You can start airflow with:

airflow webserver -p 8080 # or simply use 'airflow webserver'

You can now view Airflow at XX.XXX.XXX.XXX:8080 (Use your EC2 IP).

3.3. Secure Airflow UI

First we will edit the airflow configuration.

nano ~/airflow/airflow.cfg

Inside the section [webserver] find the line authenticate=X and replace it with:


authenticate = True
auth_backend = airflow.contrib.auth.backends.password_auth

Install flask_bcrypt and start python:

pip3 install flask-bcrypt

# start python

And add a new user with:

import airflow
from airflow import models, settings
from airflow.contrib.auth.backends.password_auth import PasswordUser
user = PasswordUser(models.User())
user.username = 'new_user_name' = ''
user.password = 'set_the_password'
session = settings.Session()

4. Runing airflow with supervisor

If you want a process always runing and to be restarted on failure you should use supervisor.

4.1. Clean examples and other tests

Edit the airflow.cfg to disable the examples by editing load_examples = True to:


load_examples = False

If you still have examples runing you can reset the database:

airflow resetdb -y

This will delete all data be careful.

If you can’t delete the previous example try deleting ~/airflow/dags/ first.

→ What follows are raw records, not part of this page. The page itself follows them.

PR #7294, opened 2025-09-24
FakeGraphicsContextProvider: Move display initialization to separate function

rakuco:
There are a lot of `#ifdef`s and different code paths that can be taken to determine whether `eglGetDisplay()`, `eglGetPlatformDisplay()` or `eglGetPlatformDisplayEXT()` will be called, and if/when we need to make ANGLE use Metal on tvOS it will get even more confusing.

Make the code easier to understand by:
* Moving it to a separate function to make `InitializeEGL()` smaller.
* Setting the type of the attributes being set separately from declaring the vector of attributes itself.
* Using a constexpr array rather than a vector for said list of attributes and initializing it separately from the main code.
* Switching from checking for `#if condition` rather than `#if !condition` in the case of the `EGL_VERSION_1_5` checks.

Fixed: 447076985


rakuco:

starboard/testing/fake_graphics_context_provider.cc
```diff
@@ -109,6 +109,59 @@ typedef SbEglDisplay(EGLAPIENTRYP PFNEGLGETPLATFORMDISPLAYEXTPROC)(
...
+// Calls the appropriate EGL function to get an SbEglDisplay depending on
+// platform and available EGL version.
+SbEglDisplay GetEglDisplay() {
+#if defined(EGL_VERSION_1_5)
+  // eglGetDisplay() takes an array of EGLAttrib's.
+  using EglGetDisplayAttributeType = SbEglAttrib;
+#else
+  // eglGetPlatformDisplayEXT() takes an array of EGLint's.
+  using EglGetDisplayAttributeType = EGLint;
+#endif
```
yell0wd0g: @sherryzy - do we need this distinction? If we decided to always go via
Starboard for EGL loading, then we should always use here `SbEglAttrib`,
right?

On that line, I see that `SbEglAttrib` is an `int64_t` in [starboard](https://github.com/youtube/cobalt/blob/6858cd52d33fe67357830afe0ae9979ff03b25e7/starboard/egl.h#L53)) 
whereas the reference [khronos eglplatform.h](https://registry.khronos.org/EGL/api/EGL/eglplatform.h) says it's
an `int32_t` (`typedef khronos_int32_t EGLint;`). 

Should we
a) Use here SbEglAttrib on all paths and
b) Fix in a subsequent CL starboard's `SbEglAttrib` to `int64_t`?

yell0wd0g (commented):
Looks like a clarifying cleanup. Have one q for @sherryzy

starboard/testing/fake_graphics_context_provider.cc
rakuco: There's a tricky distinction here though: `eglGetPlatformDisplayEXT()` takes a `const EGLInt*`, whereas `eglGetDisplay()` takes a `const EGLAttrib*`.

An `EGLInt` is a 32-bit integer, but an `EGLAttrib` is an `intptr_t`.

sherryzy: Yes, @rakuco is correct. We need to keep these two distinct because eglGetPlatformDisplayEXT() and eglGetDisplay() require different input types. We could handle type conversion, but keep different paths is just simpler.

yell0wd0g: Ah so then shouldn't we have two types, `EglGetDisplayAttributeType` and
`EglGetPlatformDisplayAttributeType` (or `EglGetPlatformDisplayExtAttributeType` ?
Calling them the same way is confusing. We could then rope the
```
  static constexpr EglGetDisplayAttributeType kEglGetDisplayAttributes[] = {
```
into the ifdef and just have

```
#if defined(EGL_VERSION_1_5)
  // eglGetDisplay() takes an array of EGLAttrib's.
  static constexpr SbEglAttrib kEglRequestedGetDisplayAttributes[] = { 
#else
  // eglGetPlatformDisplayEXT() takes an array of EGLint's.
  static constexpr EGLint kEglRequestedGetDisplayAttributes[] = {
#endif
      EGL_PLATFORM_ANGLE_DEVICE_TYPE_ANGLE,
      EGL_PLATFORM_ANGLE_DEVICE_TYPE_EGL_ANGLE, EGL_PLATFORM_ANGLE_TYPE_ANGLE,
      EGL_PLATFORM_ANGLE_TYPE_OPENGLES_ANGLE,
      EGL_NONE  // Terminate the attribute list.
  };
```
?
I don't think there's much added value in the `using` data type
naming since it's only used in one place and that's inmediately
there.
Also re. using `#if/else` for declarations like that, I think
it might be a personal preference, personally I don't see any
issue with mixing statements (r/lvalues) and preprocessor, but
WDYT?

rakuco: Done in commit [f072e36](https://github.com/youtube/cobalt/pull/7294/commits/f072e366a1218ebbf71f5c59301889dbf33625f2).

Both approaches look fine to me at the moment, but it will look more confusing if we start using Metal on tvOS, because the whole declaration will look like this:

```c++
#if defined(EGL_VERSION_1_5)
  static constexpr SbEglAttrib kEglRequestedGetDisplayAttributes[] = {
#else
  static constexpr EGLint kEglRequestedGetDisplayAttributes[] = {
#endif  // defined(EGL_VERSION_1_5)
#if BUILDFLAG(IS_APPLE)
    EGL_PLATFORM_ANGLE_TYPE_ANGLE,
    EGL_PLATFORM_ANGLE_TYPE_METAL_ANGLE,
#else
    EGL_PLATFORM_ANGLE_DEVICE_TYPE_ANGLE,
    EGL_PLATFORM_ANGLE_DEVICE_TYPE_EGL_ANGLE,
    EGL_PLATFORM_ANGLE_TYPE_ANGLE,
    EGL_PLATFORM_ANGLE_TYPE_OPENGLES_ANGLE,
#endif  // BUILDFLAG(IS_APPLE)
    EGL_NONE  // Terminate the attribute list.
  };
```

yell0wd0g: Hmm I see. My other idea was to just just fully separate the functions,
and duplicate the current atttributes, e.g.

```
#if BUILDFLAG(IS_ANDROID)
SbEglDisplay GetEglDisplay() {
  return EGL_CALL_SIMPLE(eglGetDisplay(EGL_DEFAULT_DISPLAY));
}
#else
#if defined(EGL_VERSION_1_5)
SbEglDisplay GetEglDisplay() {
  // Attributes...
  return EGL_CALL_SIMPLE(eglGetPlatformDisplay(
      EGL_PLATFORM_ANGLE_ANGLE, reinterpret_cast<void*>(EGL_DEFAULT_DISPLAY),
      kEglRequestedGetDisplayAttributes));
}
#else 
SbEglDisplay GetEglDisplay() {
  // Attributes...
  // Extract function pointer
  // Return calling that f pointer if it exists
  // Else return eglGetDisplay() 
}
#endif
#endif 
```
and move the 
```
  SB_DCHECK_EQ(EGL_SUCCESS, EGL_CALL_SIMPLE(eglGetError()));
  SB_CHECK_NE(EGL_NO_DISPLAY, display);
```
to the callsite (which is perfectly aware of the EGL being used
since it calls `eglInitialize()` almost right away.

The rationale for duplicating the attributes bit would be
to simplify having/maintaining separate lists for tvOS etc.

I might even go further and have give the `GetEglDisplay()`
a suffix with what's the intended platform, and then have
an overarching `GetEglDisplay()` to call the appropriate one.
Overkill in lines of code, but perhaps clearer for the occassional
reader?

Thoughts?

rakuco: Duplicating `GetEglDisplay()` like that would lead to a declaration like

```c++
  static constexpr Foo kEglRequestedGetDisplayAttributes[] = {
#if BUILDFLAG(IS_APPLE)
    EGL_PLATFORM_ANGLE_TYPE_ANGLE,
    EGL_PLATFORM_ANGLE_TYPE_METAL_ANGLE,
#else
    EGL_PLATFORM_ANGLE_DEVICE_TYPE_ANGLE,
    EGL_PLATFORM_ANGLE_DEVICE_TYPE_EGL_ANGLE,
    EGL_PLATFORM_ANGLE_TYPE_ANGLE,
    EGL_PLATFORM_ANGLE_TYPE_OPENGLES_ANGLE,
#endif  // BUILDFLAG(IS_APPLE)
    EGL_NONE  // Terminate the attribute list.
  };
```

twice (unless we can guarantee that Apple builds use one of the variants, which is another story because it's not clear to me what's currently setting `EGL_VERSION_1_5` in the first place). Another option would be moving the attributes array outside the functions and declaring it once in this case.

yell0wd0g: EGL 1.5 is pretty old, I'd be surprised if it's not supported by
Apple. For reference, the issues we got with not fully supporting
1.5. came from Raspi (old crappy raspbian, ~2012) and RDK (mistery
nobody has updated the driver?). I'd vote for leaving a 
```
#if defined(APPLE) && !defined(EGL_VERSION_1_5)
#error "Apple eGL should be at least 1.5"
#endif 
```
and relying on that assumption, that AppleTV supports EGL1.5. The
`EGL_VERSION_1_5` preprocessor should come from the system library
`egl.h` header which should be a verbatim copy of the Khronos one.

rakuco: > The
> `EGL_VERSION_1_5` preprocessor should come from the system library
> `egl.h` header which should be a verbatim copy of the Khronos one.

That brings me back to the "other story" part I mentioned, I think. AFAICS nothing's actually including `egl.h` in this file, neither on tvOS nor on linux-x11x64.

abhijeetk: > Thoughts?

A complete separation of platform paths might be cleaner, each platform gets its own entry point and attribute set, avoiding subtle mismatches and keeping the code easier to extend and debug.

rakuco: > That brings me back to the "other story" part I mentioned, I think. AFAICS nothing's actually including `egl.h` in this file, neither on tvOS nor on linux-x11x64.

OK, this was more intricate than I thought and there are multiple issues that we need to solve. I've filed b/447478802 with a longer explanation.

rakuco:
Closing in favor of #7347

PR #7297, opened 2025-09-24
[Rebase m138] set hls_demuxer=false to disable new media flags

madhurajayaraman:
Bug: 418842688


third_party/blink/renderer/modules/mediasource/media_source.cc
```diff
@@ -71,7 +71,7 @@ namespace blink {
 
 namespace {
 
-#if BUILDFLAG(ENABLE_MSE_MPEG2TS_STREAM_PARSER)
+#if BUILDFLAG(ENABLE_MSE_MPEG2TS_STREAM_PARSER) && !BUILDFLAG(USE_STARBOARD_MEDIA)
```
andrewsavage1: Let's check w the media team if we want ENABLE_MSE_MPEG2TS_STREAM_PARSER set to true or false—if we want it to be false, we wouldn't make this change

madhurajayaraman: @borongc

borongc: I don't think supporting mp2t is required.

I briefly looked at the code, it seems in m114, `enable_hls_demuxer = false`.
https://source.chromium.org/chromium/chromium/src/+/refs/tags/114.0.5735.358:media/media_options.gni;l=108

However, after m120+, `enable_hls_demuxer` is true with `proprietary_codecs`:
https://source.chromium.org/chromium/chromium/src/+/main:media/media_options.gni;l=124
resulting in `enable_mse_mpeg2ts_stream_parser=true`.

I think setting `enable_hls_demuxer=false` in [cobalt/build/configs/common.gn](https://source.corp.google.com/h/github/youtube/cobalt/+/main:cobalt/build/configs/common.gn) should fix the issue.

cobalt/build/configs/common.gn
```diff
@@ -45,3 +45,6 @@ v8_enable_concurrent_marking = false
 
 # This flag is also needed to disable concurrent marking.
 v8_enable_atomic_object_field_writes = false
+
+# Disable hls_demuxer so that enable_mse_mpeg2ts_stream_parser=false
+enable_hls_demuxer=false
```
kaidokert: Nitpick: end of line end missing from end of file

PR #7303, opened 2025-09-24
[rebase m138] add flag for implementation to match usage

madhurajayaraman:
Bug: 418842688

We gate the usage of this function behind `#if !BUILDFLAG(IS_APPLE) && !BUILDFLAG(IS_STARBOARD)` so added gate for implementation to match.

### DIFF
--- a/components/performance_manager/graph/process_node_impl_describer.cc
+++ b/components/performance_manager/graph/process_node_impl_describer.cc
@@ -60,7 +60,7 @@ std::string HostedProcessTypesToString(
   return str;
 }
 
-#if !BUILDFLAG(IS_APPLE)
+#if !BUILDFLAG(IS_APPLE) && !BUILDFLAG(IS_STARBOARD)
 const char* GetProcessPriorityString(const base::Process& process) {
   switch (process.GetPriority()) {
     case base::Process::Priority::kBestEffort:


kaidokert (approved):
This is one of the patches that should be cleaned up down the line. It's just a enum->string conversion function, ideally the enum would be still available even though we aren't multi-process, and it shouldn't need stubbing out.

Also, `#if !BUILDFLAG(IS_MULTI_PROCESS_CAPABLE)` would be better here - but it would need upstreaming.

madhurajayaraman:
> This is one of the patches that should be cleaned up down the line. It's just a enum->string conversion function, ideally the enum would be still available even though we aren't multi-process, and it shouldn't need stubbing out.
> 
> Also, `#if !BUILDFLAG(IS_MULTI_PROCESS_CAPABLE)` would be better here - but it would need upstreaming.

Is there a TODO of some kind I should add here? Or should we just keep a list of PRs that need to be revisited in a bug somewhere?

andrewsavage1:
> > This is one of the patches that should be cleaned up down the line. It's just a enum->string conversion function, ideally the enum would be still available even though we aren't multi-process, and it shouldn't need stubbing out.
> > Also, `#if !BUILDFLAG(IS_MULTI_PROCESS_CAPABLE)` would be better here - but it would need upstreaming.
> 
> Is there a TODO of some kind I should add here? Or should we just keep a list of PRs that need to be revisited in a bug somewhere?

PRs that need to edit an original commit are listed in b/446191460

kaidokert:
> Is there a TODO of some kind I should add here? Or should we just keep a list of PRs that need to be revisited in a bug somewhere?

I don't know what's better for recordkeeping tbh. You could tag them all in a single bug, adding a TODO works but adds more commit noise, you could add a github label to PRs where things like these come up.

At the end, those things will be visible in the actual diff against baseline as well, but they won't be necessarily immediate obvious and organized - and you lose context of review comments.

After cleaning all examples you should stop all airflow processes with:

pkill -f airflow

This will delete the current DAG information

4.2. Runing supervisor

First install it with:

sudo apt install supervisor -y

Then create a folder for the airflow logs:

sudo mkdir /var/log/airflow/

And now declare the airflow services by creating the file /etc/supervisor/conf.d/airflow.conf


command=airflow webserver -p 8080

command=airflow scheduler

We are runing airflow with ubuntu user since by default it gets installed to ~/airflow. You can change the default path and use another user.

Then start supervisor:

sudo supervisorctl reread
sudo service supervisor restart

# Check the result
sudo supervisorctl status

And that’s it. You can now start using airflow.

5. Next steps

You can add DAGs in the folder ~/airflow/dags and they should be automatically loaded.

It is advised to run airflow with at least a t2.medium AWS instance. You can run it with a smaller one (I use a t2.micro since it is in the free tier) but you can easily get your instance at 100% CPU usage while runing tasks.

5.1. Using git

You can even change that path to a folder that is tracked with git to keep control of the DAGs by editing the airflow.cfg:


dags_folder = "home/ubuntu/airflow_tasks/src"

To keep the code sync with the origin you could create an airflow task but it will fill the logs with unuseful information. This time ironically is better to use crontab to fetch the code. You can do it with:

crontab -e

Add this line at the end:

0 5 * * * cd /home/ubuntu/airflow_tasks && git fetch && git checkout master && git pull origin master

I use /home/ubuntu/airflow_tasks for the repo path and the folder src for DAGs path. But you can use whatever you want.